Apart from age, a variant of the apolipoprotein gene (ApoE, allele ε4 on chromosome 19) is the strongest known risk factor for Alzheimer's disease. An estimated 40-80 per cent of patients with Alzheimer’s disease inherited this variant from at least one of their parents. If the gene is transferred from one parent, the risk is tripled and if the gene is inherited from both parents, the risk increases 11-fold (Schipper, 2011).
ApoE4 causes large accumulation of beta-amyloid in the brain before Alzheimer’s symptoms arise (Polvikoski, 1995). So far, ApoE4 has been primarily linked to Alzheimer's. However, the results described in a review article indicate that this gene is an equally strong risk factor for vascular dementia (Liu, 2012). In addition to ApoE4, there are about 20 other genes coding for dementia, but none with equally strong efficacy (Lambert, 2013).
Environmental factors and lifestyle
There is a great deal of uncertainty about causal and protective factors, and research is based on epidemiological studies.
The risk factors for Alzheimer's disease and vascular dementia are mostly similar. Nine risk factors that we can influence are defined and have significance during different life stages (Livingston, 2017). From childhood and adolescence, education is an important factor, while typical cardiovascular risk factors play a role later in life.
In addition, factors that are important for building and preserving brain reserves, such as hearing, social and intellectual activity and physical activity are also important (Fratiglioni, 2000; Plassman, 2010). See figure showing possible dementia prevention mechanisms (The Lancet, English).
Consequences and challenges
Dementia is a strain and challenge for both the affected person, their relatives, the health and care services and the community.
The loss of cognitive and motor functions, together with additional psychological symptoms such as anxiety, depression and delusions, often lead to a great deal of suffering for those affected by dementia.
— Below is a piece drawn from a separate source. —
PR #139, opened 2026-07-01
Unified session list: backend service + endpoint

aakhter:
First increment of a read-only "complete + searchable session list" — the backend half. Frontend (rich list UI, persistent modal, live refresh) and polish (pinning, cross-device ordering, name/prompt retention) follow in stacked PRs.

The disease can cause great stress among relatives, especially spouses and children. The gradual loss of a loved one is a painful and often lengthy process. In addition, the burden of care itself is often heavy and tiring. There are around 300,000 close relatives of dementia sufferers in Norway at any given time.
Cognitive failure and dementia require widespread use of health and care services and will pose an increasing societal challenge in the years ahead.
Currently, there are currently around 40,000 nursing homes in Norway (Gjøra, 2015). Around 80 per cent of the residents, i.e. at least 32,000, have dementia (Selbæk, 2007; Bergh, 2012). The vast majority of people with dementia die in nursing homes.
A national plan and national professional guidelines have been developed in order to meet the consequences and challenges of an increasing number of people with dementia. The Dementia Plan 2020 describes what should be the standard for care and support for people with dementia and their relatives. Person-centered care is key.
The professional guidelines from the Norwegian Directorate of Health describe the standard for assessing people with cognitive failure and dementia in primary health care. Recommendations are given when patients with unclear and complicated clinical symptoms should be referred to the specialist health services. The recommended treatment is aimed at achieving better function and quality of life.